*REQUIREMENT*
Write out exactly the lines from the first line of the records below through the line that contains "(diff shortened: 1 of 1 files shown)", and stop there.

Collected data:
PR #3857, opened 2023-04-20
Docs: Boosted Frame Inputs

ax3l:
Outdated docs: No, all inputs are lab-frame, besides `stop_time`.

### DIFF
--- a/Docs/source/usage/parameters.rst
+++ b/Docs/source/usage/parameters.rst
@@ -28,6 +28,8 @@ Overall simulation parameters
     ``max_step`` and ``stop_time`` are provided, both criteria are used and the simulation stops
     when the first criterion is hit.
 
+    Note: in boosted-frame simulations, ``stop_time`` refers to the time in the boosted frame.
+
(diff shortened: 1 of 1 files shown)


Docs/source/usage/parameters.rst
```diff
@@ -28,6 +28,8 @@ Overall simulation parameters
     ``max_step`` and ``stop_time`` are provided, both criteria are used and the simulation stops
     when the first criterion is hit.
 
+    Note: in boosted-frame simulations, ``stop_time`` refers to the time in the boosted frame.
```
dpgrote, line 31: Would it make sense to convert `stop_time` so that the user inputs the quantity in the lab frame? The boosted value would have to be calculated for some position in the boosted frame domain. Though, maybe this is tricky enough for it not to be worth it for a rarely used feature.

ax3l: Good point, added it for discussion to the Tue agenda.

If we go for it, then we can update this in a follow-up PR. For now we just document behavior.

ax3l:
Ping @dpgrote @RemiLehe

dpgrote (approved):
Looks good!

*RESPONSE AREA*
PR #3857, opened 2023-04-20
Docs: Boosted Frame Inputs

ax3l:
Outdated docs: No, all inputs are lab-frame, besides `stop_time`.

### DIFF
--- a/Docs/source/usage/parameters.rst
+++ b/Docs/source/usage/parameters.rst
@@ -28,6 +28,8 @@ Overall simulation parameters
     ``max_step`` and ``stop_time`` are provided, both criteria are used and the simulation stops
     when the first criterion is hit.
 
+    Note: in boosted-frame simulations, ``stop_time`` refers to the time in the boosted frame.
+
(diff shortened: 1 of 1 files shown)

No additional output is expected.